Collected data:
──────────
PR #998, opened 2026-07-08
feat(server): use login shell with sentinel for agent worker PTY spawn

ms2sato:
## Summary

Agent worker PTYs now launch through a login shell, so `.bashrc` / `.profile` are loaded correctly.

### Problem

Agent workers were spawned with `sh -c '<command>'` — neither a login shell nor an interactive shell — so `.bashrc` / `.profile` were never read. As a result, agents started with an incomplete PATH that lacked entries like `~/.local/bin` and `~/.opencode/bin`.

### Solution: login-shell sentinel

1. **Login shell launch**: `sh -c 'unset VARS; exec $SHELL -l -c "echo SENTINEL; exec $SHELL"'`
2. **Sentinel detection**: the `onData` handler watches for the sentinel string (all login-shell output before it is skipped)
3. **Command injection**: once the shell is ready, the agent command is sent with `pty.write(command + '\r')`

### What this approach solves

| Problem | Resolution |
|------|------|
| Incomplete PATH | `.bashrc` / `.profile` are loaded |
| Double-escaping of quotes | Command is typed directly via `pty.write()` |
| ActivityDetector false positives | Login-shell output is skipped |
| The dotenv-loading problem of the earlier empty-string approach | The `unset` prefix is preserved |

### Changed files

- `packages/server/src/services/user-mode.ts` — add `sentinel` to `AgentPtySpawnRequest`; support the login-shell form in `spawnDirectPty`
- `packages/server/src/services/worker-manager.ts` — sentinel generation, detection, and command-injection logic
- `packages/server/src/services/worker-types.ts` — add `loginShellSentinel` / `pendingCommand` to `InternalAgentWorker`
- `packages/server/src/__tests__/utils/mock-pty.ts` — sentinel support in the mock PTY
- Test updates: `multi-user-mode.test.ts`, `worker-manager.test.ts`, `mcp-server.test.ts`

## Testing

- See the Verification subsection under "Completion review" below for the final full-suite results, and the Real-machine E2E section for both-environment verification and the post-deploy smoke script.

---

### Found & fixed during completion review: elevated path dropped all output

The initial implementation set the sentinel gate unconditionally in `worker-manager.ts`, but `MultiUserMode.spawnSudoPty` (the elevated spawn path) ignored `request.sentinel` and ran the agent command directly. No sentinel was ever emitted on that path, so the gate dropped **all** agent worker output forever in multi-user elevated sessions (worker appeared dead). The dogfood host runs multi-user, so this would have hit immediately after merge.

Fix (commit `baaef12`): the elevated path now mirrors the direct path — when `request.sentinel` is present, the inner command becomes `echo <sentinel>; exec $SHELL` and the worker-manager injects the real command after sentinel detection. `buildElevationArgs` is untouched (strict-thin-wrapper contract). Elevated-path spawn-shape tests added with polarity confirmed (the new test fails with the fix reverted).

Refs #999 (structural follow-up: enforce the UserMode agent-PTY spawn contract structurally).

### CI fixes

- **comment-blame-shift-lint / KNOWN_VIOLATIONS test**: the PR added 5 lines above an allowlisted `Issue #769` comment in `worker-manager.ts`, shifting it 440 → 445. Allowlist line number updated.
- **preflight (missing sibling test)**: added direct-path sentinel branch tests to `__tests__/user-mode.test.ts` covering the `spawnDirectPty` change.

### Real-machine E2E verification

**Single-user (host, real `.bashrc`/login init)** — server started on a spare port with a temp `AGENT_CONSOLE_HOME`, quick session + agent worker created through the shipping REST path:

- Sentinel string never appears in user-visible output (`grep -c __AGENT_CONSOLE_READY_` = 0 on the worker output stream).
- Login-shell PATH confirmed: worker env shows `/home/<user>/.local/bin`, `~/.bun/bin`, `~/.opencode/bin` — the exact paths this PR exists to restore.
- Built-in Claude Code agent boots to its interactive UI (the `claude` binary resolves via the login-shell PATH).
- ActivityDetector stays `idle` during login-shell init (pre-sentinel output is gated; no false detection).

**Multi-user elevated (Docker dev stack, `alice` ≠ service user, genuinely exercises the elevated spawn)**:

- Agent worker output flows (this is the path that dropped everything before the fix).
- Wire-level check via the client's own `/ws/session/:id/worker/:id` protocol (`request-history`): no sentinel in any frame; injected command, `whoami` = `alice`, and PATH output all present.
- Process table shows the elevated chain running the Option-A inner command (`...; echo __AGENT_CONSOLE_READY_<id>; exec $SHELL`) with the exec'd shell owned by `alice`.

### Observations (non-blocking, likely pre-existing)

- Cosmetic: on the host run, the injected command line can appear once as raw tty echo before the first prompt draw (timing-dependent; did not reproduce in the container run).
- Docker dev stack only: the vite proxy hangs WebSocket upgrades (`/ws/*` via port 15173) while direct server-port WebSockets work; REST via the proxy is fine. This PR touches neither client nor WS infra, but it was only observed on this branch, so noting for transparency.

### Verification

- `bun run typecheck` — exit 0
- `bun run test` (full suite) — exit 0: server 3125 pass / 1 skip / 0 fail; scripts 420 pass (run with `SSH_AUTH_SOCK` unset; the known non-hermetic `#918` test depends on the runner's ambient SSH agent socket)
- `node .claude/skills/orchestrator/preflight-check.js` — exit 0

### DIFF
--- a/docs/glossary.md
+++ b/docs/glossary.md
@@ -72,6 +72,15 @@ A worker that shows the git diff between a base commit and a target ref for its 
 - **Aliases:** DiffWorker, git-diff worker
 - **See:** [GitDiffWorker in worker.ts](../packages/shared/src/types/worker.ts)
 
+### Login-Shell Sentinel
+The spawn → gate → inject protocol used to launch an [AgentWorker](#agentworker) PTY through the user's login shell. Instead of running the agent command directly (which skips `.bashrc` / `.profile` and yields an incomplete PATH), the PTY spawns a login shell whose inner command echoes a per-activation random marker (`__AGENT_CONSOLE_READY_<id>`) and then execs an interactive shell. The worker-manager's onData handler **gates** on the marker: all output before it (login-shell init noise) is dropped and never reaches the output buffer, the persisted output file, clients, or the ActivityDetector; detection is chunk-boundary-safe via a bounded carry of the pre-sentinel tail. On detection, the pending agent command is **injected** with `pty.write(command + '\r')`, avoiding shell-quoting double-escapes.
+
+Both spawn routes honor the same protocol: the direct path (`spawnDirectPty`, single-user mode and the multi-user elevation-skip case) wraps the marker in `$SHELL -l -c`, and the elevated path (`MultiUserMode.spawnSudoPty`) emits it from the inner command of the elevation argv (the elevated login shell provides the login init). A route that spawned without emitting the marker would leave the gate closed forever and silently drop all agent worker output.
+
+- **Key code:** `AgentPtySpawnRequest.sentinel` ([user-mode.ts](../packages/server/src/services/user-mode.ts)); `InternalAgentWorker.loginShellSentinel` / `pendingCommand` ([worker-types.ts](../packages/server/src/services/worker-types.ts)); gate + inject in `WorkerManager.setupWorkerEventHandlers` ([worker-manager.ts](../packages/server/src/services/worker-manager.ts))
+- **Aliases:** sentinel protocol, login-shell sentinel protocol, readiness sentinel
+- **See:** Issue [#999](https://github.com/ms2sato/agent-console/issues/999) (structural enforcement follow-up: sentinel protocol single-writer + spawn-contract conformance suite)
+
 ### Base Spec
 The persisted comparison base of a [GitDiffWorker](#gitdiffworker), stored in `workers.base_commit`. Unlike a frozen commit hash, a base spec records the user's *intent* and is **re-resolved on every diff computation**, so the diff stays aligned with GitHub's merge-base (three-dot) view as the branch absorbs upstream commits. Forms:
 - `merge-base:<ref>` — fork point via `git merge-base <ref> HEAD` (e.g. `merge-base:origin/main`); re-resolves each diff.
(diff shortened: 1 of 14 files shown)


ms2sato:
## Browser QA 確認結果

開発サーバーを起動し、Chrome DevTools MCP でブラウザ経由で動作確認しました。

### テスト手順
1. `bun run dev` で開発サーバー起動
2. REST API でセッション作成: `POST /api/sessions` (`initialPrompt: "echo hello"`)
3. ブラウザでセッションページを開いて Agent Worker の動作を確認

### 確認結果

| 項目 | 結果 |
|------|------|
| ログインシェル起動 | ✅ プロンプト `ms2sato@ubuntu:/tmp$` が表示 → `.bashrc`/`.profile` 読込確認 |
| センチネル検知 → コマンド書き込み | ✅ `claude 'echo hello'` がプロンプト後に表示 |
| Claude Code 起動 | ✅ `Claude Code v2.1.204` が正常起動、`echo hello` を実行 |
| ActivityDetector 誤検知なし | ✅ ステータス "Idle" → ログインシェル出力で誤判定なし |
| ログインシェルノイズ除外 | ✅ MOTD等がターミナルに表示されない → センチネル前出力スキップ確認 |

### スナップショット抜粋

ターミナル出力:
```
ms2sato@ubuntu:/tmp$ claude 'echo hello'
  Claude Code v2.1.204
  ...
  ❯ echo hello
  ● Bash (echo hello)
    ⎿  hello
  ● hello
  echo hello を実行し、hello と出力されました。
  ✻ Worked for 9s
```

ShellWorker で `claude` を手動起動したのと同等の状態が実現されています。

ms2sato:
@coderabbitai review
──────────
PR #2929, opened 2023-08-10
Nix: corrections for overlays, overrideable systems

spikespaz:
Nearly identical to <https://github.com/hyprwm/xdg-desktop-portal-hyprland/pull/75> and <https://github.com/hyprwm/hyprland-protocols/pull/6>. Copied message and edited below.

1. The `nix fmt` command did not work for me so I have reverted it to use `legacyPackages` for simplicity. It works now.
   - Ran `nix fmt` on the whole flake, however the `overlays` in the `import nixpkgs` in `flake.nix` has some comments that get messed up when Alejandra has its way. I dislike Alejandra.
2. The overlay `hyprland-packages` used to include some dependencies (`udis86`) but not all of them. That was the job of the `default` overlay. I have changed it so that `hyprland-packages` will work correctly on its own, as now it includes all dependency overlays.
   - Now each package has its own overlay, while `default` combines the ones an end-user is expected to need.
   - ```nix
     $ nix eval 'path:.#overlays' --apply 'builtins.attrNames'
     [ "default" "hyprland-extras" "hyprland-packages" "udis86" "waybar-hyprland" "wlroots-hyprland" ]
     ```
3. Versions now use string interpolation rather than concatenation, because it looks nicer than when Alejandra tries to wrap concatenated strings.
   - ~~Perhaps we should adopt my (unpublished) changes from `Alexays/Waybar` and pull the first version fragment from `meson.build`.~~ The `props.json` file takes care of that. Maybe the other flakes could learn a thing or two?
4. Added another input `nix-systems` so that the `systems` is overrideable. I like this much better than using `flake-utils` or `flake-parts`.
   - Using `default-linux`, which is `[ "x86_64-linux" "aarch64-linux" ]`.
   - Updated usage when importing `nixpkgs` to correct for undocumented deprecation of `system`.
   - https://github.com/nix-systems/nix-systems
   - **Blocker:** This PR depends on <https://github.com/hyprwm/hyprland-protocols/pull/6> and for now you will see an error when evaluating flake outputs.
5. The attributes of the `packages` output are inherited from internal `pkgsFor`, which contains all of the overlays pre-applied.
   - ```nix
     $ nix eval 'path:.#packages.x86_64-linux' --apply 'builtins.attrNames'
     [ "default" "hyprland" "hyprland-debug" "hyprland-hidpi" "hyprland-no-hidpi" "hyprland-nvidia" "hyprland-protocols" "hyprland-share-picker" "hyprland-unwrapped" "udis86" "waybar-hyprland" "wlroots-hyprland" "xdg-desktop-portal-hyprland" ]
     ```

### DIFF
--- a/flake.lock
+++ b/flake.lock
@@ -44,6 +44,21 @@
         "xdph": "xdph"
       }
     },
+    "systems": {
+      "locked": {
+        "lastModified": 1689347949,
──────────
All lines above from the one with "is skipped |" to the one with "### Changed files", inclusive, should be copied exactly, and no other lines.

| ActivityDetector false positives | Login-shell output is skipped |
| The dotenv-loading problem of the earlier empty-string approach | The `unset` prefix is preserved |

### Changed files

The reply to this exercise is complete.